Stored items:
PR #475, opened 2026-07-13
feat(dialect): add hipsr memory-space attribute

zpye:
## Summary

Adds a self-contained `#hipsr.mem<...>` memory-space attribute to the `hipsr` dialect:

- A `MemorySpaceKind` enum with four kinds — `host`, `device`, `pinned`, `managed` (numeric values matching the AMDGPU address spaces).
- A `MemorySpaceAttr` (`#hipsr.mem<device>`) usable as a `memref` memory space, e.g. `memref<4xf32, #hipsr.mem<device>>`.

This is **definitions only** — no type constraints, ops, lowering, or runtime. Those are deferred to later stacked PRs to keep this one small and easy to review. Follows the same wiring pattern as the existing `hip` dialect (enum + attrdef tablegen, `useDefaultAttributePrinterParser`, `addAttributes` in `initialize()`).

## Design note

Every hipsr `memref` is intended to carry an explicit memory space; a memref with no memory space is not allowed. Unlike the `hip` dialect, hipsr has no lenient "accept unspecified space" toggle. This PR documents that invariant at the definition site and demonstrates it in the test (all memrefs carry a space); the checks that mechanically enforce it land with the future type-constraints PR.

## Test plan

- [x] `HipsrAttributes.td` builds (enum + attrdef `.inc` generated, `HipsrDialect.cpp` compiles and links).
- [x] New LIT test `test/lit/Dialect/Hipsr/memory-space-attr.mlir` passes:
  - all four kinds round-trip as a memref memory space,
  - the attribute round-trips as a plain attribute on an op,
  - an unknown kind fails to parse (diagnostic asserted).
- [x] Full `MorphizenMLIRLitTests` suite passes (100%).

### DIFF
--- a/include/hip/Dialect/Hipsr/IR/CMakeLists.txt
+++ b/include/hip/Dialect/Hipsr/IR/CMakeLists.txt
@@ -12,3 +12,10 @@ mlir_tablegen(HipsrOps.h.inc -gen-op-decls)
 mlir_tablegen(HipsrOps.cpp.inc -gen-op-defs)
 
 add_public_tablegen_target(HipsrDialectIncGen)
+
+set(LLVM_TARGET_DEFINITIONS HipsrAttributes.td)
+mlir_tablegen(HipsrEnums.h.inc -gen-enum-decls)
+mlir_tablegen(HipsrEnums.cpp.inc -gen-enum-defs)
+mlir_tablegen(HipsrAttributes.h.inc -gen-attrdef-decls -attrdefs-dialect=hipsr)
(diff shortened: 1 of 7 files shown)


wcy123 (approved):
Approve.

Numeric values match AMDGPU address spaces (0=flat, 1=global, 2=pinned, 3=managed) - clean lowering path. `genSpecializedAttr = 0` correctly forces `#hipsr.mem<device>` syntax over raw integers. Tests cover all four kinds plus error diagnostic.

> _TASK GOAL_:
Return each line of the records above in which the word "This" occurs.

> _SOLVED PROBLEM_:
This is **definitions only** — no type constraints, ops, lowering, or runtime. Those are deferred to later stacked PRs to keep this one small and easy to review. Follows the same wiring pattern as the existing `hip` dialect (enum + attrdef tablegen, `useDefaultAttributePrinterParser`, `addAttributes` in `initialize()`).
Every hipsr `memref` is intended to carry an explicit memory space; a memref with no memory space is not allowed. Unlike the `hip` dialect, hipsr has no lenient "accept unspecified space" toggle. This PR documents that invariant at the definition site and demonstrates it in the test (all memrefs carry a space); the checks that mechanically enforce it land with the future type-constraints PR.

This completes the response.